Anyway, his potential Chosen One status earns Michael his own parish, a church somewhere in what looks like one of the poorer, predominantly black, parts of New Orleans, yet which still harbours that whitest of things – a Satanist themed nightclub. The nightclub and its boss, one Luke (William Russ), aren’t too troubling for the rather modern Father Michael at first. He’s got worse problems to cope with: turns out his two predecessors in his church were both murdered right in front of the altar. The police were so helpless to solve the crimes they even asked the Church to close the place down; which they did before sending Father Michael.

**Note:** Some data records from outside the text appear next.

Issue #493, opened 2026-02-05
Update `configs/pilot.example.yaml`


alekspetrov:
Parent: GH-491

If the example config references the decompose default as disabled/opt-in, update it to reflect the new default (enabled).

alekspetrov:
✅ Completed as part of GH-491
PR: https://github.com/alekspetrov/pilot/pull/496

Issue #491, opened 2026-02-05
feat(executor): enable task decomposition by default


alekspetrov:
## Change

Change `DefaultDecomposeConfig()` in `internal/executor/decompose.go` to enable decomposition by default:

```go
func DefaultDecomposeConfig() *DecomposeConfig {
    return &DecomposeConfig{
        Enabled:             true, // ← change from false to true
        MinComplexity:       "complex",
        MaxSubtasks:         5,
        MinDescriptionWords: 50,
    }
}
```

Also update the comment from "Disabled by default, opt-in" to "Enabled by default".

Update `configs/pilot.example.yaml` if it references decompose defaults.

## Why

Epic decomposition is stable (GH-385 all phases complete). Keeping it opt-in means users never discover it. Should be on by default — users can disable if needed.

## Tests

Existing tests in `decompose_test.go` should still pass. No logic change, just default flip.

alekspetrov:
⚠️ Pilot execution completed but no changes were made.

**Duration:** 6m36.244s
**Branch:** `pilot/GH-491`

No commits or PR were created. The task may need clarification or manual intervention.

alekspetrov:
⚠️ Pilot execution completed but no changes were made.

**Duration:** 4m44.086s
**Branch:** `pilot/GH-491`

No commits or PR were created. The task may need clarification or manual intervention.

alekspetrov:
Fixed in v0.20.2 — DefaultDecomposeConfig enabled by default.

PR #496, opened 2026-02-05
Update `configs/pilot.example.yaml`

alekspetrov:
## Summary

Automated PR created by Pilot for task GH-493.

## Changes

If the example config references the decompose default as disabled/opt-in, update it to reflect the new default (enabled).


alekspetrov:
Orphaned from failed decomposition of #491. Will be re-created after #499 fix.

Issue #494, opened 2026-02-05
Run existing tests


alekspetrov:
Parent: GH-491

Execute `go test ./internal/executor/...` to verify `decompose_test.go` and related tests pass with the flipped default. Fix any assertions that hardcode `Enabled: false` as the expected default.

alekspetrov:
✅ Completed as part of GH-491
PR: https://github.com/alekspetrov/pilot/pull/497

PR #497, opened 2026-02-05
Run existing tests

alekspetrov:
## Summary

Automated PR created by Pilot for task GH-494.

## Changes

Execute `go test ./internal/executor/...` to verify `decompose_test.go` and related tests pass with the flipped default. Fix any assertions that hardcode `Enabled: false` as the expected default.


alekspetrov:
Orphaned from failed decomposition of #491. Will be re-created after #499 fix.

Issue #710, opened 2026-02-10
Add app_token validation


alekspetrov:
Parent: GH-643

After config overrides are applied (in the startup path where Slack Socket Mode gets initialized), add validation: if `cfg.Adapters.Slack.SocketMode && cfg.Adapters.Slack.AppToken == ""`, log a warning via `slog.Warn()` and skip Slack Socket Mode startup. Don't crash — just degrade gracefully. This likely goes near the existing Slack client initialization block.

alekspetrov:
✅ Pilot completed!

| Metric | Value |
|--------|-------|
| Duration | 4m27s |
| Branch | `pilot/GH-710` |
| PR | https://github.com/alekspetrov/pilot/pull/729 |

alekspetrov:
Merged in PR #717 (inline validation)

Issue #643, opened 2026-02-09
feat(slack): extend config with Socket Mode fields and --slack CLI flag


alekspetrov:
## Summary

Extend Slack config with Socket Mode fields and add `--slack` CLI flag mirroring `--telegram`. This enables users to activate Slack inbound communication.

## Part of: Slack Bidirectional Communication (2/6)

**No dependencies — can start immediately (parallel with GH-642, GH-644).**

### Modify: `internal/config/config.go`

Extend `SlackConfig` struct with new fields:

```go
type SlackConfig struct {
    // existing fields...
    Enabled       bool   `yaml:"enabled"`
    BotToken      string `yaml:"bot_token"`
    Channel       string `yaml:"channel"`
    SigningSecret string `yaml:"signing_secret"`
    
    // NEW Socket Mode fields
    AppToken        string   `yaml:"app_token"`         // xapp-... app-level token
    SocketMode      bool     `yaml:"socket_mode"`       // enable Socket Mode inbound
    AllowedUsers    []string `yaml:"allowed_users"`     // Slack user IDs allowed to interact
    AllowedChannels []string `yaml:"allowed_channels"`  // Channel IDs allowed to interact
}
```

Update `DefaultConfig()` — `SocketMode: false`, empty allowed lists.

### Modify: `cmd/pilot/main.go`

- Add `--slack` boolean flag: `cmd.Flags().BoolVar(&enableSlack, "slack", false, "Enable Slack Socket Mode")`
- Wire into config override logic (same pattern as `--telegram` flag at ~line 171)
- If `--slack` is set, override `cfg.Adapters.Slack.Enabled = true` and `cfg.Adapters.Slack.SocketMode = true`
- **Validation**: if `socket_mode: true` but `app_token` is empty, log error and skip Slack startup (don't crash)

### Reference

- Telegram flag pattern: `cmd/pilot/main.go` search for `enableTelegram` and `--telegram`
- Config defaults: `internal/config/config.go` `DefaultConfig()` function

## Acceptance Criteria

- [ ] `SlackConfig` has `AppToken`, `SocketMode`, `AllowedUsers`, `AllowedChannels` fields
- [ ] YAML tags are correct for config file parsing
- [ ] `--slack` CLI flag works: `pilot start --slack`
- [ ] Flag overrides config: sets `Enabled=true` and `SocketMode=true`
- [ ] Missing app_token with socket_mode=true logs warning, doesn't crash
[...]

PR #729, opened 2026-02-10
Add app_token validation

alekspetrov:
## Summary

Automated PR created by Pilot for task GH-710.

## Changes

GitHub Issue #710: Add app_token validation

Parent: GH-643

After config overrides are applied (in the startup path where Slack Socket Mode gets initialized), add validation: if `cfg.Adapters.Slack.SocketMode && cfg.Adapters.Slack.AppToken == ""`, log a warning via `slog.Warn()` and skip Slack Socket Mode startup. Don't crash — just degrade gracefully. This likely goes near the existing Slack client initialization block.


alekspetrov:
Superseded by #717 which includes inline app_token validation with the same behavior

As the audience knows – and Michael will take quite a while to accept because he doesn’t believe in the devil or demons – the priests were murdered by a demon appearing as a pretty nude sexy (though curiously grown-up and female) woman (Nicole Fortier).

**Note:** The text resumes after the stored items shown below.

Issue #1069, opened 2026-02-13
Fix CI failure from PR #1068


alekspetrov:
# Autopilot: Auto-Generated Fix Request

## Context

- **Original PR**: #1068
- **Original Issue**: #1063
- **Failure Type**: ci_pre_merge
- **SHA**: a327cf9
- **Branch**: pilot/GH-1063

## Failed Checks

- [ ] test

## Task

Fix the CI failures listed above. Run tests locally before committing.

---
*This issue was auto-generated by Pilot autopilot.*

alekspetrov:
✅ Pilot completed!

| Metric | Value |
|--------|-------|
| Duration | 6m25s |
| Branch | `pilot/GH-1063` |
| PR | Warning: 2 uncommitted changes
https://github.com/alekspetrov/pilot/pull/1112 |

alekspetrov:
Autopilot-fix loop — original PR #1068 was closed. No actionable fix.

alekspetrov:
✅ Pilot completed!

| Metric | Value |
|--------|-------|
| Duration | 5m20s |
| Branch | `pilot/GH-1063` |
| PR | https://github.com/alekspetrov/pilot/pull/1136 |

PR #1136, opened 2026-02-14
Fix nil pointer in runner.go Simplification check (GH-1069)

alekspetrov:
## Summary
- Add nil check for `r.config` before accessing `r.config.Simplification`
- Fixes panic in `TestQualityGatesHappyPath` where mock backends don't set config

## Test plan
- [x] `go test ./internal/orchestrator/...` passes locally
- [x] `go test ./internal/executor/...` passes locally
- [x] `go build ./...` passes

Fixes GH-1069


alekspetrov:
Merge conflict detected. Closing PR so the issue can be re-executed from updated main.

So clearly, some temptation of the flesh in form of one of Luke’s baristas is on the menu for Father Michael, as well as some theology lessons and other random nonsense.

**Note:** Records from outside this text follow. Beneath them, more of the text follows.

PR #2271, opened 2026-04-10
Fix/gitlab mr creation

efesler:
Fix GitLab merge request creation by routing MR creation through the native GitLab API instead of the GitHub CLI (`gh`).

  When Pilot processes a GitLab issue, it successfully creates a branch, makes commits, and pushes — but then fails at PR creation because the executor
  unconditionally calls `gh pr create`, which only works against GitHub remotes. For GitLab repositories this produces GraphQL errors:

  ```
  Head sha can't be blank, Base sha can't be blank, No commits between main and pilot/GL-1
  ```

  The failed execution then runs until the stale threshold and gets recovered as an "orphaned worker".

  ## Changes

  ### 1. `PRCreator` interface (`internal/executor/runner.go`)

  Introduces a `PRCreator` interface (modeled after the existing `SubIssueCreator` pattern) so non-GitHub adapters can create PRs/MRs via their native API:

  ```go
  type PRCreator interface {
      CreatePR(ctx context.Context, sourceBranch, targetBranch, title, body string) (url string, err error)
  }
  ```

  The runner's PR creation logic now checks `task.SourceAdapter` — when a `PRCreator` is wired and the adapter is non-GitHub, it delegates to the adapter's
  API. The GitHub `gh` CLI path remains the default fallback.

  ### 2. GitLab `PRCreator` implementation (`internal/adapters/gitlab/client.go`)

  The GitLab client gains a `CreatePR()` method that satisfies the `PRCreator` interface by delegating to the existing `CreateMergeRequest()` API call.

  ### 3. Handler wiring (`cmd/pilot/handlers.go`)

  `handleGitLabIssueWithResult` now sets `SourceAdapter: "gitlab"` and `SourceIssueID` on the task (previously missing — unlike the Linear and Plane
  handlers), and wires the GitLab client as the runner's `PRCreator`.

  ### 4. Database schema update (`internal/memory/store.go`)

  Two new columns are added to the `executions` table:

  | Column | Type | Default |
  |--------|------|---------|
  | `task_source_adapter` | `TEXT` | `''` |
  | `task_source_issue_id` | `TEXT` | `''` |

  **Why this is needed:** The dispatcher serializes tasks to SQLite when queuing, then the worker reconstructs them for execution. Without persisting
  `SourceAdapter`, the reconstructed task always had an empty value — causing the runner to fall through to the `gh` CLI path even when the `PRCreator` was
  correctly wired on the runner. The migration uses the existing `ALTER TABLE ADD COLUMN` pattern with `DEFAULT` values, so it's backward-compatible with
  existing databases (no data loss, no manual migration required).

  ### 5. Dispatcher queue/reconstruct (`internal/executor/dispatcher.go`)

  `queueSingleTask`, `queueDecomposedTask`, and the worker's task reconstruction all now include `SourceAdapter` and `SourceIssueID`.

  ### 6. Query fix (`internal/memory/store.go`)

  `GetQueuedTasksForProject` — the query used by the per-project worker to fetch the next task — now SELECTs and scans the new columns.

  ## Test plan

  - [x] `TestCreatePR_PRCreatorInterface` — GitLab client creates MR via API and returns web URL
  - [x] `TestSetPRCreator` — Runner stores PRCreator reference
  - [x] `TestPRCreator_RoutingCondition` — Routes to PRCreator when `SourceAdapter=gitlab`
  - [x] `TestPRCreator_NotUsedForGitHubAdapter` — Falls back to `gh` CLI when `SourceAdapter=github`
  - [x] `TestPRCreator_NotUsedWhenEmpty` — Falls back to `gh` CLI when `SourceAdapter` is empty
  - [x] Existing executor and GitLab adapter test suites pass
  - [x] Manual: trigger a GitLab issue with `pilot` label, verify MR is created via GitLab API

### DIFF
--- a/cmd/pilot/handlers.go
+++ b/cmd/pilot/handlers.go
@@ -961,13 +961,19 @@ func handleGitLabIssueWithResult(ctx context.Context, cfg *config.Config, client
 	taskDesc := fmt.Sprintf("GitLab Issue %s: %s\n\n%s", taskID, issue.Title, issue.Description)
 
 	task := &executor.Task{
-		ID:          taskID,
-		Title:       issue.Title,
-		Description: taskDesc,
-		ProjectPath: projectPath,
-		Branch:      branchName,
-		CreatePR:    true,
+		ID:            taskID,
+		Title:         issue.Title,
+		Description:   taskDesc,
+		ProjectPath:   projectPath,
+		Branch:        branchName,
+		CreatePR:      true,
+		SourceAdapter: "gitlab",
+		SourceIssueID: fmt.Sprintf("%d", issue.IID),
 	}
+
+	// Wire GitLab client as PRCreator so the runner creates MRs via
+	// the GitLab API instead of the gh CLI.
+	runner.SetPRCreator(client)
 
 	deps := HandlerDeps{
 		Cfg:          cfg,
--- a/internal/adapters/gitlab/client.go
+++ b/internal/adapters/gitlab/client.go
@@ -234,6 +234,22 @@ func (c *Client) CreateMergeRequest(ctx context.Context, input *MergeRequestInpu
 	return &mr, nil
 }
 
+// CreatePR implements the executor.PRCreator interface.
+// It creates a GitLab merge request and returns the web URL.
+func (c *Client) CreatePR(ctx context.Context, sourceBranch, targetBranch, title, body string) (string, error) {
+	mr, err := c.CreateMergeRequest(ctx, &MergeRequestInput{
+		Title:              title,
+		Description:        body,
+		SourceBranch:       sourceBranch,
+		TargetBranch:       targetBranch,
+		RemoveSourceBranch: true,
+	})
+	if err != nil {
+		return "", fmt.Errorf("GitLab MR creation failed: %w", err)
+	}
+	return mr.WebURL, nil
+}
+
 // GetMergeRequest fetches a merge request by IID
 func (c *Client) GetMergeRequest(ctx context.Context, iid int) (*MergeRequest, error) {
 	path := fmt.Sprintf("/api/v4/projects/%s/merge_requests/%d", c.projectID, iid)
--- a/internal/adapters/gitlab/client_test.go
+++ b/internal/adapters/gitlab/client_test.go
@@ -369,6 +369,47 @@ func TestCreateMergeRequest(t *testing.T) {
 	}
 }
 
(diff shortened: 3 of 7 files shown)


efesler:
@alekspetrov Do you see a better way to do that without database schema update ?

alekspetrov:
@efesler The schema update is the right approach here. Here's why it's necessary:

The dispatcher serializes tasks to SQLite when queuing (`queueSingleTask`), then workers reconstruct them in `processQueue`. Without persisting `SourceAdapter`, the reconstructed task always has `""` — so it falls through to the `gh` CLI path even when `PRCreator` is correctly wired on the runner.

The two `ALTER TABLE ADD COLUMN ... DEFAULT ''` statements are backward-compatible (existing rows get empty string, no data loss, no manual migration). This follows the same pattern used for `task_branch`, `task_base_branch`, `task_create_pr`, and `task_verbose`.

The only alternative would be encoding it into an existing text column (e.g., stuffing it into the task description or a JSON blob), which would be a hack. Explicit columns are cleaner and queryable.

A few notes on the PR itself:

1. **Merge conflict** — needs rebase against main
2. **`.claude/settings.json` cleanup** — unrelated change, should be a separate commit
3. **GitLab MR body lacks auto-close keyword** — the GitHub path uses `Closes #N` but the GitLab path doesn't include GitLab's equivalent (`Closes <issue-url>`). If Pilot's handler closes the issue separately this is fine, otherwise worth adding
4. **`prCreator` on the runner vs the task** — `SetPRCreator` mutates shared runner state. Safe for GitHub-vs-GitLab routing (the condition check prevents it), but concurrent multi-project GitLab could overwrite. Same pattern as `SubIssueCreator` so it's consistent — but worth noting as future tech debt

Overall the fix is solid and addresses a real blocker for GitLab adapter usage. 👍

alekspetrov (changes requested):
Good fix — addresses a real blocker for GitLab adapter usage. A few things to resolve before merge:

1. **Rebase required** — PR is conflicting with main, please rebase
2. **Split out `.claude/settings.json`** — the stale hooks cleanup is unrelated to the GitLab MR fix, should be a separate commit or removed from this PR
3. **GitLab MR auto-close** — consider adding GitLab's `Closes <issue-url>` keyword to the MR body so the source issue auto-closes on merge (unless Pilot's handler closes it separately)

Once rebased and cleaned up, happy to approve.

Camilo Vila’s The Unholy is a deeply flawed film that I nonetheless love quite passionately. Its worst flaw is obviously the pacing: it starts, stops, starts, comes to a halt again, repeats plot points for no good reason to then get going again, and has about as much flow as a German rapper (don’t ask). I also can’t deny that it is much more talky than it needs to be, again tending to repeat ideas and plot beats for no good reason whatsoever. Then there’s the Ben Cross factor. While I don’t have anything against the man as an actor, the film’s slower parts could have used some enlivening by a leading men who is a bit more outwardly charismatic and whose acting style isn’t quite as dry as Cross’s.

Having said all that, here’s why The Unholy is awesome: living as we do in a time where all religiously themed horror (at least the Christian kind) seems to be inevitably about exorcisms, it is such a wonderful change of pace to see a film that just makes up some wacky bit of mythology it adds to Catholicism and then proceeds to tie things up with the sorts of things demons in the Christian interpretation are rather more interested in than possession. Temptation, particularly of priests (and saints) is rather a big thing in this mythology, and there aren’t too many films directly about it, even though this approach potentially adds fine opportunities for actually talking about morals, the complexities of the human heart and getting some nudity into your film.

The Unholy doesn’t stop there, though: in its final twenty minutes, it climaxes in (some might say devolves into) a very 80s horror concoction with multiple crucifixions, a thematically pertinent demonic parody of the Catholic mass, a ridiculous yet inspired demon (who also still looks like said sexy redhead in actually rather disquieting intercuts), his adorable assistant demon dwarfs, a short descent into hell with quick snippets of DEBAUCHERY! CANNIBALISM! LESBIANISM! ICKY STUFF!, and a sudden awakening of Cross’s inner scenery chewer. And while there’s certainly too much feet-dragging before, even earlier in the film there’s still space for fun stuff like Trevor Howard’s channelling of the spirit of Vincent Price in a really outrageous week, or the ten minutes in which Luke (who is only a fake Satanist for publicity reasons, by the way) turns into our short-term protagonist and visits a dramatic yet less than helpful medium who basically explains to the man afraid of the bad shit that’s going down that bad shit is going down and she’s utterly useless.


All of that is directed by Vila in spurts of somewhat stylish 80s colour, some dry ice fog, shot in some cool and some not so cool locations. What’s not to like (except for all that stuff I already mentioned)?